- **Your objective**
Check every line of the data for the word "import", and copy those that have it.

Saved entries:
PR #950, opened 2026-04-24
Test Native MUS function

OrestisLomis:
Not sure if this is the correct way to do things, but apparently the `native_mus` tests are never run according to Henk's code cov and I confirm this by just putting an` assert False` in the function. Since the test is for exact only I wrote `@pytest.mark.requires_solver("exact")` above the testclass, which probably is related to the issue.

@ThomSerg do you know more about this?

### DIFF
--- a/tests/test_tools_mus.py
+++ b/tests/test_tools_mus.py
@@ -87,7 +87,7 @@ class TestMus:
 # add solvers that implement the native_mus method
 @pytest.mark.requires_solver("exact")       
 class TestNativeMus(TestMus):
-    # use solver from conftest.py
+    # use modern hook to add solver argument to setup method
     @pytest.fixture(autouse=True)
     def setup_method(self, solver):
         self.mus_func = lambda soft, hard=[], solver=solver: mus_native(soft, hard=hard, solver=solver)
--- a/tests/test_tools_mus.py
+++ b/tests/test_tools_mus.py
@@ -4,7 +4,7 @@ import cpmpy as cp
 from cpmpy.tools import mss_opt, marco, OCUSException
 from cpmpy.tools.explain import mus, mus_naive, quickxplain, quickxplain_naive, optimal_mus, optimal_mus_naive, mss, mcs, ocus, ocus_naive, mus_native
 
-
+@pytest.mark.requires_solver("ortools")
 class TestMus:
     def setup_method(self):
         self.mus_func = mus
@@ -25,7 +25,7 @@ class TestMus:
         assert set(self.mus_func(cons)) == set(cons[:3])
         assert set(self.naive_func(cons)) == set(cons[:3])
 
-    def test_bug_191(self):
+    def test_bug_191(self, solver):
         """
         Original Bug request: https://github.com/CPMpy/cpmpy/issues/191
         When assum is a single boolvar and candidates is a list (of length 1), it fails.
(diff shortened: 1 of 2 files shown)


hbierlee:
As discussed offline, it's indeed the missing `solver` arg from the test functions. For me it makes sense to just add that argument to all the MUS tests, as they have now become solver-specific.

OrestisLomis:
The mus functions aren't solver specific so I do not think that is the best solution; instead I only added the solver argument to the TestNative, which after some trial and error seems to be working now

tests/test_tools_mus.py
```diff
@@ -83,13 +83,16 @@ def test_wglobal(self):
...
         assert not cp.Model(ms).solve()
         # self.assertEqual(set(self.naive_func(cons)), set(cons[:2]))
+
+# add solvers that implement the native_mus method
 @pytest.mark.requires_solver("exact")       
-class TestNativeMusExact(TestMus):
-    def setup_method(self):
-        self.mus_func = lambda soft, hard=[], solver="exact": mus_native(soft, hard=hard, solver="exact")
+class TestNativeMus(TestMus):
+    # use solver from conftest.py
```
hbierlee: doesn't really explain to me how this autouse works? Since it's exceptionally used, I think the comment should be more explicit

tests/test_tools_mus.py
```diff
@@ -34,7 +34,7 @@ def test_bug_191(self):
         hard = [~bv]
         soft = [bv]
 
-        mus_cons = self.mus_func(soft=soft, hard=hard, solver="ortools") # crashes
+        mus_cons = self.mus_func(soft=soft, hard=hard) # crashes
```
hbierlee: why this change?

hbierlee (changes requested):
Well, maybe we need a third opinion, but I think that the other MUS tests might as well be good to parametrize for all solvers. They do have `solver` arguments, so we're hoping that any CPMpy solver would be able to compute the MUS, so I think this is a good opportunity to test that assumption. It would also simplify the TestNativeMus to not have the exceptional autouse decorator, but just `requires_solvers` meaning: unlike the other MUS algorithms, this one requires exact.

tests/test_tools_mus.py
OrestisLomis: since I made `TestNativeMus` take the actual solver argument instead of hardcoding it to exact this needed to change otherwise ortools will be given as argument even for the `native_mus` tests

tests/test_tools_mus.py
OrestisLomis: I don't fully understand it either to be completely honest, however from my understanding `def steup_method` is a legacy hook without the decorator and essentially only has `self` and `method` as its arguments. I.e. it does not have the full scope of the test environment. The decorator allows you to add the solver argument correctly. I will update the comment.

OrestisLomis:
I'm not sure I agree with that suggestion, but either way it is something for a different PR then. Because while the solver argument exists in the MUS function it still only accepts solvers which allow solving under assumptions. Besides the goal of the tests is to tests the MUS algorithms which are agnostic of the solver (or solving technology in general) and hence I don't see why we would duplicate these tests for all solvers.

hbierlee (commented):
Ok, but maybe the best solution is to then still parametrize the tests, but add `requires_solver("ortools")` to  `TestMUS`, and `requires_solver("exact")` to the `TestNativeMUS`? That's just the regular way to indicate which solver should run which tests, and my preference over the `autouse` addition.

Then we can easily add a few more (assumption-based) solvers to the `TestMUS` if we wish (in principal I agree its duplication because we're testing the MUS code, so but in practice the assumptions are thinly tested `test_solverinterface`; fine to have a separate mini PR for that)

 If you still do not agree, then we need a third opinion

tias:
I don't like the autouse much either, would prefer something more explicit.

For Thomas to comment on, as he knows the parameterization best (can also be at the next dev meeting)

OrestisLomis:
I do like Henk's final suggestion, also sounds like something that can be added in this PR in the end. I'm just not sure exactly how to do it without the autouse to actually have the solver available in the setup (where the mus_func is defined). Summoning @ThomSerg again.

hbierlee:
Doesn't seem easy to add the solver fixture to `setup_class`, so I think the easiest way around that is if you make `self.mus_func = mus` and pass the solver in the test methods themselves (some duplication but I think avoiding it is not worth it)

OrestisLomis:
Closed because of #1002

- **Task result**
@@ -4,7 +4,7 @@ import cpmpy as cp
 from cpmpy.tools import mss_opt, marco, OCUSException
 from cpmpy.tools.explain import mus, mus_naive, quickxplain, quickxplain_naive, optimal_mus, optimal_mus_naive, mss, mcs, ocus, ocus_naive, mus_native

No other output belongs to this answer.